Dataset excerpts:
PR #138, opened 2024-07-03
Ci/markdown lint

dylanhitt:
Closes #121

Let me know if anyone has opinions on the rules.

Thanks

### DIFF
--- a/.markdownlint.yaml
+++ b/.markdownlint.yaml
@@ -1,0 +1,9 @@
+MD001: false
+
+MD010: false
+
+MD013:
+  code_blocks: false
+  tables: false
+
+MD033: false
--- a/.github/workflows/lint.yaml
+++ b/.github/workflows/lint.yaml
@@ -3,6 +3,7 @@ name: Lint
 on:
   pull_request:
   push:
+    branches: ["main"]
 
 jobs:
   markdownlint:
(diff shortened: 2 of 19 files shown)


EwenQuim (approved):

.markdownlint.yaml
```diff
@@ -0,0 +1,9 @@
+MD001: false
+
+MD010: false
+
+MD013:
+  code_blocks: false
+  tables: false
+
+MD033: false
```
ccoVeille, line 9: These disabled rules might sound opinionated, mainly because they come without a comment about what they are about and why they are deactivated.

I know markdown lint, and I'm OK with the rules you chose, but I think comments would help

dylanhitt: Good point, we definitely should add a summary about what they are disabling for each one at the very least. 

Feel free to do it if you like, if not I’ll slide into my day Monday

Cheers

ccoVeille: I could, but I'm not in your head and the reason why you removed might differ from what I think you removed them 😅

ccoVeille: I opened #143

dylanhitt: Awesome thanks, I’ll add you to review Monday.

PR #139, opened 2024-07-03
deps: bump gorilla/scheme to v1.4.1

dylanhitt:


go.mod
```diff
@@ -7,8 +7,9 @@ require (
 	github.com/go-playground/validator/v10 v10.19.0
 	github.com/golang-jwt/jwt/v5 v5.2.1
 	github.com/gomarkdown/markdown v0.0.0-20231222211730-1d6d20845b47
-	github.com/gorilla/schema v1.2.1
+	github.com/gorilla/schema v1.4.1
 	github.com/hashicorp/golang-lru/v2 v2.0.7
+	github.com/rs/cors v1.11.0
```
EwenQuim, line 12: I don't like having this in go.mod, it make it looks like Fuego needs this packagez but it's only used in tests

dylanhitt: I’ll take a look. But all I did was bump scheme and go mod tidy. Maybe I fat fingered something.

dylanhitt: Okay just looked at schema. Not sure how this is needed at all.

dylanhitt: Should be fine now. Thank you for the catch 😄

PR #144, opened 2024-07-07
chore: add justification for disabled markdownlint rules

### LINKED ISSUE #143: Add comments in .markdownlint.yml
These disabled rules might sound opinionated, mainly because they come without a comment about what they are about and why they are deactivated.

I know markdown lint, and I'm OK with the rules you chose, but I think comments would help

_Originally posted by @ccoVeille in https://github.com/go-fuego/fuego/pull/138#discussion_r1667323081_

dylanhitt:
Closes #143

@ccoVeille thank you for the suggestions. The practice actually uncovered that the CI wasn't actually testing anything 😅. I appreciate your time here.

Let me know how this looks!

Cheers

### DIFF
--- a/.github/workflows/lint.yaml
+++ b/.github/workflows/lint.yaml
@@ -9,6 +9,8 @@ jobs:
   markdownlint:
     runs-on: ubuntu-latest
     steps:
+      - uses: actions/checkout@v4
+
       - name: markdownlint-cli
         uses: nosborn/github-action-markdown-cli@v3.3.0
         with:
--- a/.markdownlint.yaml
+++ b/.markdownlint.yaml
@@ -1,9 +1,22 @@
-MD001: false
-
+# MD010/no-hard-tabs : Hard tabs : https://github.com/DavidAnson/markdownlint/blob/v0.34.0/doc/md010.md
+#
+# The rendered markdown is viewed in github and
+# the Docusaurus site which render hard-tabs fine.
+# It is annoying to have to deal with so many spaces
+# specifically in golang code blocks.
 MD010: false
 
+# MD013/line-length : Line length : https://github.com/DavidAnson/markdownlint/blob/v0.34.0/doc/md013.md
 MD013:
+  # Applying line length to code blocks
+  # makes the code look worse sometimes.
   code_blocks: false
+  # Applying line length to tables makes
+  # it more difficult to edit.
   tables: false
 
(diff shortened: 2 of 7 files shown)


ccoVeille (approved):

.github/workflows/lint.yaml
```diff
@@ -9,6 +9,8 @@ jobs:
   markdownlint:
     runs-on: ubuntu-latest
     steps:
+      - uses: actions/checkout@v4
+
```
EwenQuim, line 13: Haha classic mistake :)

.markdownlint.yaml
```diff
@@ -1,9 +1,22 @@
...
 MD010: false
 
+# MD013/line-length : Line length : https://github.com/DavidAnson/markdownlint/blob/v0.34.0/doc/md013.md
 MD013:
+  # Applying line length to code blocks
+  # makes the code look worse sometimes.
   code_blocks: false
+  # Applying line length to tables makes
+  # it more difficult to edit.
   tables: false
```
EwenQuim, line 16: Is it really necessary? Why would you want that?

.markdownlint.yaml
```diff
@@ -1,9 +1,22 @@
...
 
+# MD033/no-inline-html : Inline HTML : https://github.com/DavidAnson/markdownlint/blob/v0.34.0/doc/md033.md
+#
+# It's more convenient to work with HTML in some cases.
+# We use HTML in a lot of our docs.
 MD033: false
```
EwenQuim, line 22: Nice. Thanks for adding doc on top of each rule!

.markdownlint.yaml
dylanhitt: not following. Both these lines are disabling line length checks on `code_blocks` and `tables`

I guess this show I should change my rhetoric too `Disabling line length check on code blocks. Applying against code blocks makes the code look work sometimes`?

EwenQuim: Sorry my comment was unclear.
I would disable line length checker. I don't care if my markdown line is 123 character long. I don't see how it would improve lisibility.

dylanhitt: It doesn't have to do with the rendering of the markdown, more so the developer experience. I use a basic text editor. Viewing long lines is a pain. If you're against I can disable, but it IMO it makes for a much better experience when editing markdown.

EwenQuim: If it helps you, that's OK for me :)

EwenQuim (approved):

PR #148, opened 2024-07-22
Golden file testing

EwenQuim:
Adds golden file testing, and vacuum for schema validation.

This helps tracks the generated OpenAPI schema when making change on the generation


mux.go
```diff
@@ -125,7 +125,7 @@ func Register[T, B any](s *Server, route Route[T, B], controller http.Handler, m
 
 	route.Operation.Summary = route.NameFromNamespace(camelToHuman)
 	route.Operation.Description = "controller: `" + route.FullName + "`\n\n---\n\n"
-	route.Operation.OperationID = route.Method + " " + s.basePath + route.Path + ":" + route.NameFromNamespace()
+	route.Operation.OperationID = route.Method + "_" + s.basePath + strings.ReplaceAll(strings.ReplaceAll(route.Path, "{", ":"), "}", "")
```
EwenQuim, line 128: This is a breaking change fix, will notify it on next release!

openapi.go
```diff
@@ -162,8 +163,8 @@ func RegisterOpenAPIOperation[T, B any](s *Server, method, path string) (*openap
 
 	// Request body
 	bodyTag := schemaTagFromType(s, *new(B))
-	if (method == http.MethodPost || method == http.MethodPut || method == http.MethodPatch) && bodyTag.name != "unknown-interface" && bodyTag.name != "string" {
-		content := openapi3.NewContentWithSchemaRef(&bodyTag.SchemaRef, []string{"application/json"})
+	if bodyTag.name != "unknown-interface" {
+		content := openapi3.NewContentWithSchemaRef(&bodyTag.SchemaRef, []string{"application/json", "application/xml"})
```
EwenQuim, line 167: Thanks to #137 we will have this behaviour accepted as well 🥳

openapi.go
```diff
@@ -192,6 +193,10 @@ func RegisterOpenAPIOperation[T, B any](s *Server, method, path string) (*openap
 	for _, pathParam := range parsePathParams(path) {
 		parameter := openapi3.NewPathParameter(pathParam)
 		parameter.Schema = openapi3.NewStringSchema().NewRef()
+		if strings.HasSuffix(pathParam, "...") {
```
EwenQuim, line 196: Supports `{things...}` syntax https://pkg.go.dev/net/http#ServeMux

mux.go
dylanhitt: Much better 👍

dylanhitt (approved):

dylanhitt:
My only comment is we should probably add a check in the CI to ensure the golden-file is being updated. The CI check shouldn't update the file, but it would just fail until the author of the MR updated it.

EwenQuim:
If the golden file isn't updated and it should, the tests will fail, so no issue here :)

PR #150, opened 2024-07-22
Errors can be declared globally and route per route

### LINKED ISSUE #127: openapi spec for non 200 responses
**To Reproduce**
Not sure if this is a bug, or just not implemented yet but I noticed that when the openapi spec is generated there is no error responses. It just generated 200's responses, but in the case we want to have non 200 responses included in the openapi spec how would this be possible? Is there documentation how to generate error responses for handlers?

**Expected behavior**
For example I have this 

```
"/login": {
      "post": {
        "description": "Authenticates User",
        "operationId": "POST /login:Handler",
        "requestBody": {
          "$ref": "#/components/requestBodies/LoginReq"
        },
        "responses": {
          "200": {
            "content": {
              "application/json": {
                "schema": {
                  "$ref": "#/components/schemas/LoginResp"
                }
              }
            },
            "description": "OK"
          },
          "default": {
            "description": ""
          }
        },
        "summary": "Login",
        "tags": [
          "Login"
        ]
      }
    }
```

I would want to add to the responses spec
```
"responses": {
          "200": {
            ......
            },
           "401": {
            "content": {
              "application/json": {
                "schema": {
                  "$ref": "#/components/schemas/BadResp"
                }
              }
            },
          },
```

**Framework version (please check if it happens with the last Fuego version before posting):**
github.com/go-fuego/fuego v0.13.1

1.22.1

EwenQuim:
Fixes #127 

Please see the golden file for OpenAPI changes :)


examples/full-app-gourmet/server/server.go
```diff
@@ -23,13 +23,16 @@ func (rs Ressources) Setup(
 		fuego.WithAutoAuth(controller.LoginFunc),
 		fuego.WithTemplateFS(templates.FS),
 		fuego.WithTemplateGlobs("**/*.html", "**/**/*.html"),
+		fuego.WithGlobalResponseTypes(403, "Forbidden"),
```
ccoVeille, line 26:
```suggestion
		fuego.WithGlobalResponseTypes(http.StatusForbidden, "Forbidden"),
```

examples/full-app-gourmet/views/views.go
```diff
@@ -24,7 +24,7 @@ func (rs Ressource) Routes(s *fuego.Server) {
 
 	// Public Chunks
 	fuego.Get(s, "/recipes-list", rs.showRecipesList)
-	fuego.Get(s, "/search", rs.searchRecipes)
+	fuego.Get(s, "/search", rs.searchRecipes).AddError(401, "Authorization Error").AddError(500, "My Server Error")
```
ccoVeille, line 27:
```suggestion
	fuego.Get(s, "/search", rs.searchRecipes).AddError(http.StatusUnauthorized, "Authorization Error").AddError(http.StatusInternalError, "My Server Error")
```

options.go
```diff
@@ -113,6 +115,8 @@ func NewServer(options ...func(*Server)) *Server {
 		WithSerializer(Send),
 		WithErrorSerializer(SendError),
 		WithErrorHandler(ErrorHandler),
+		WithGlobalResponseTypes(400, "Bad Request _(validation or deserialization error)_", HTTPError{}),
```
ccoVeille, line 118:
```suggestion
		WithGlobalResponseTypes(http.StatusBadRequest, "Bad Request _(validation or deserialization error)_", HTTPError{}),
```

dylanhitt:
Per @ccoVeille suggestions why not just add:

https://golangci-lint.run/usage/linters/#usestdlibvars

to our golangci-lint config?

openapi_operations_test.go
```diff
@@ -61,6 +61,17 @@ func TestHeaderParams(t *testing.T) {
...
+		Message string
+	}
+	s := NewServer()
+	route := Get(s, "/test", testController).
+		AddError(400, "My Validation Error", MyError{})
+
+	require.Equal(t, "My Validation Error", *route.Operation.Responses.Map()["400"].Value.Description)
+}
+
 func TestCookieParams(t *testing.T) {
```
dylanhitt, line 75: Mind adding a test showing the behavior when Errors are set globally and on a route? Also display what should happen when status code is declared globally but then overridden by the route. I think this would be good too make sure we don't make a breaking change in the future

openapi_operations.go
```diff
@@ -82,6 +82,33 @@ func (r Route[ResponseBody, RequestBody]) AddTags(tags ...string) Route[Response
...
+func (r Route[ResponseBody, RequestBody]) AddError(code int, description string, errorType ...any) Route[ResponseBody, RequestBody] {
+	addResponse(r.mainRouter, r.Operation, code, description, errorType...)
+	return r
+}
+
+func addResponse(s *Server, operation *openapi3.Operation, code int, description string, errorType ...any) {
+	responseSchema := schemaTagFromType(s, HTTPError{})
+	if len(errorType) > 0 {
+		responseSchema = schemaTagFromType(s, errorType[0])
+	}
```
dylanhitt, line 95: Small optimization. We can either use an `if...else` or wrap this in a function to avoid the `if...else`, would avoid a call to `schemaTagFromType`. Anywho just a nitpick - this would be pretty quick anyway.

dylanhitt (changes requested):
Small things. Feel free to disregard. 

This is an awesome feature and the interface seems to feel natural

ccoVeille:
> Per @ccoVeille suggestions why not just add:
> 
> https://golangci-lint.run/usage/linters/#usestdlibvars
> 
> to our golangci-lint config?
> 

I'm afraid usestdlibvars won't detect this.

https://golangci-lint.run/usage/linters/#usestdlibvars

Also, there is way to configure it yet to tell him this int in this method is an http.Status

But, adding the linter is indeed a great thing.

openapi_operations_test.go
EwenQuim: Very good comment indeed, the tests should reflect this feature's behaviour and show some examples!

Adding this right now.

openapi_operations.go
EwenQuim: Done! Thank you

options.go
EwenQuim: Fixed!

dylanhitt:
> > Per @ccoVeille suggestions why not just add:
> > https://golangci-lint.run/usage/linters/#usestdlibvars
> > to our golangci-lint config?
> 
> I'm afraid usestdlibvars won't detect this.
> 
> https://golangci-lint.run/usage/linters/#usestdlibvars
> 
> Also, there is way to configure it yet to tell him this int in this method is an http.Status
> 
> But, adding the linter is indeed a great thing.

Oh I see, it only works in the context of the stdlib. It's actually already enabled for this project btw.

ccoVeille:
Exactly, it would have been reported otherwise.

One way to detect them in the context of the methods this project use is to set up forbiddigo rules.

It would work

PR #152, opened 2024-07-23
chore: add test for multidimensional array bodies

dylanhitt:
This is intended to just demonstration for #64. It could be useful getting merged 🤷


EwenQuim:
Thanks again!

PR #320, opened 2024-12-29
BREAKING: WithErrorHandler server option to engine option

dylanhitt:
Moves WithErrorHandler to an engine option.

Closed #314 in favor of this as I created a mess over there.

### DIFF
--- a/engine_test.go
+++ b/engine_test.go
@@ -1,0 +1,40 @@
+package fuego
+
+import (
+	"errors"
+	"fmt"
+	"testing"
+
+	"github.com/stretchr/testify/require"
+)
+
+func TestWithErrorHandler(t *testing.T) {
+	t.Run("default engine", func(t *testing.T) {
+		e := NewEngine()
+		err := NotFoundError{
+			Err: errors.New("Not Found :c"),
+		}
+		errResponse := e.ErrorHandler(err)
+		require.ErrorAs(t, errResponse, &HTTPError{})
+	})
+	t.Run("custom handler", func(t *testing.T) {
+		e := NewEngine(
+			WithErrorHandler(func(err error) error {
+				return fmt.Errorf("%w foobar", err)
+			}),
+		)
+		err := NotFoundError{
+			Err: errors.New("Not Found :c"),
+		}
+		errResponse := e.ErrorHandler(err)
+		require.ErrorAs(t, errResponse, &HTTPError{})
+		require.ErrorContains(t, errResponse, "Not Found :c foobar")
+	})
+	t.Run("should be fatal", func(t *testing.T) {
+		require.Panics(t, func() {
+			NewEngine(
+				WithErrorHandler(nil),
+			)
+		})
+	})
+}
--- a/engine.go
+++ b/engine.go
@@ -71,6 +71,17 @@ func WithOpenAPIConfig(config OpenAPIConfig) func(*Engine) {
 	}
 }
 
+// WithErrorHandler sets a customer error handler for the server
+func WithErrorHandler(errorHandler func(err error) error) func(*Engine) {
+	return func(e *Engine) {
+		if errorHandler == nil {
+			panic("errorHandler cannot be nil")
+		}
+
+		e.ErrorHandler = errorHandler
+	}
+}
+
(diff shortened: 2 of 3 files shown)


engine_test.go
```diff
@@ -0,0 +1,38 @@
...
+			WithErrorHandler(func(err error) error {
+				return errors.New("")
+			}),
+		)
+		err := NotFoundError{
+			Err: errors.New("Not Found :c"),
+		}
+		errResponse := e.ErrorHandler(err)
+		require.NotErrorAs(t, errResponse, &HTTPError{})
+	})
```
ccoVeille, line 30:
```suggestion
	t.Run("custom handler", func(t *testing.T) {
		errSentinel := errors.New("foo bar")
		e := NewEngine(
			WithErrorHandler(func(err error) error {
				return errSentinel
			}),
		)
		err := NotFoundError{
			Err: errors.New("Not Found :c"),
		}
		errResponse := e.ErrorHandler(err)
		require.NotErrorAs(t, errResponse, &HTTPError{})
		require.ErrorIs(t, errResponse, errSentinel)
	})
```

engine_test.go
```diff
@@ -0,0 +1,38 @@
...
+		}
+		errResponse := e.ErrorHandler(err)
+		require.ErrorAs(t, errResponse, &HTTPError{})
+	})
+	t.Run("custom handler", func(t *testing.T) {
+		e := NewEngine(
+			WithErrorHandler(func(err error) error {
+				return errors.New("")
+			}),
+		)
```
ccoVeille, line 24: Please add a test about a custom error handler that could be used to invalidate an error by returning nil

engine_test.go
ccoVeille, line 30: Please add a test about a custom wrapper that wrap the initial one

```suggestion
	t.Run("custom handler", func(t *testing.T) {
		e := NewEngine(
			WithErrorHandler(func(err error) error {
				return fmt.Errorf("%w foobar", err)
			}),
		)
		err := NotFoundError{
			Err: errors.New("Not Found :c"),
		}
		errResponse := e.ErrorHandler(err)
		require.ErrorAs(t, errResponse, &HTTPError{})
		require.ErrorIs(t, errResponse, err)
		require.ErrorContains(t, errResponse, "foobar")
	})
```

engine_test.go
dylanhitt: Why?

engine_test.go
dylanhitt: ermmm okay sure

engine_test.go
ccoVeille: Because people may do that in their custom handler if you dont want to support it, the mechanism of error handling should be rewritten to forbid this behavior

engine_test.go
dylanhitt: You suggestion doesn't pass.

engine_test.go
dylanhitt: That is not the responsibility of the function being tested. That would need to be tested [here](https://github.com/go-fuego/fuego/blob/2d6cfa42ba8daa774d1c34b7beea66c0772b478d/serve.go#L98) to give it any sort of meaning.

engine_test.go
ccoVeille: That the custom error handler is receiving the error and is able to manipulate it.

engine_test.go
dylanhitt: You're totally right. But I'm not adding this functionality. I'm simply moving the function. I'd prefer an issue is opened to cover this case rather than it be within this PR as that is not the spirit of this unit of work.

engine_test.go
dylanhitt: Okay sure. I'll update the suggestion to work. fmt.ErrorF actually creates `wrapError` which is why the above doesn't work

dylanhitt: Updated

engine_test.go
ccoVeille: Yes, of course. I can understand that.

Let me open an issue

ccoVeille (approved):

EwenQuim (approved):

PR #325, opened 2024-12-30
Replace WithCorsMiddleware by WithGlobalMiddleware

ekumamatthew:
refactor: replace WithCorsMiddleware by WithGlobalMiddleware


server.go
```diff
@@ -171,22 +175,30 @@ func WithTemplateFS(fs fs.FS) func(*Server) {
...
-//		}).Handler)
+//		}).Handler),
 //	)
+func WithGlobalMiddleware(middlewares ...func(http.Handler) http.Handler) func(*Server) {
+	return func(c *Server) {
+		c.globalMiddlewares = append(c.globalMiddlewares, middlewares...)
+	}
+}
+
+// WithCorsMiddleware is deprecated: Use WithGlobalMiddleware instead.
```
EwenQuim, line 199: Please use the same syntax than all other deprecated notices, the one understood by Go editors and godoc : skip line then write `Deprecated: xxx`.

Also, please reference `[WithGlobalMiddlewares]` with brackets so it can be recognized by other Go tools like Godoc :)

EwenQuim (changes requested):
Thanks for your work 🙏🏼

Please write a tests that shows that it works. You can also update the tests that are about the cors middleware.

And please update the PR title to something meaningful lol.

net_http_mux.go
```diff
@@ -232,4 +232,4 @@ var _ Registerer[string, any] = netHttpRouteRegisterer[string, any]{}
 
 func (a netHttpRouteRegisterer[T, B]) Register() Route[T, B] {
 	return *Register(a.s, a.route, a.controller)
-}
+}
```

To do: Reply with the count alone: how many lines of the records contain the string "works"?

Solution for this exercise: 2